*Information supplied:*
-=-=-

PR #758, opened 2020-05-13
build: Maven CI Friendly Versions

bro0k:
http://maven.apache.org/maven-ci-friendly.html

## Types of changes

## Checklist:

### DIFF
--- a/.gitignore
+++ b/.gitignore
@@ -5,10 +5,11 @@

-=-=-

*Task goal:* All lines from the one containing "## Types of changes" to the last line above should be reproduced exactly, and no other lines should be given.

*Reply to the exercise:*
## Types of changes

## Checklist:

### DIFF
--- a/.gitignore
+++ b/.gitignore
@@ -5,10 +5,11 @@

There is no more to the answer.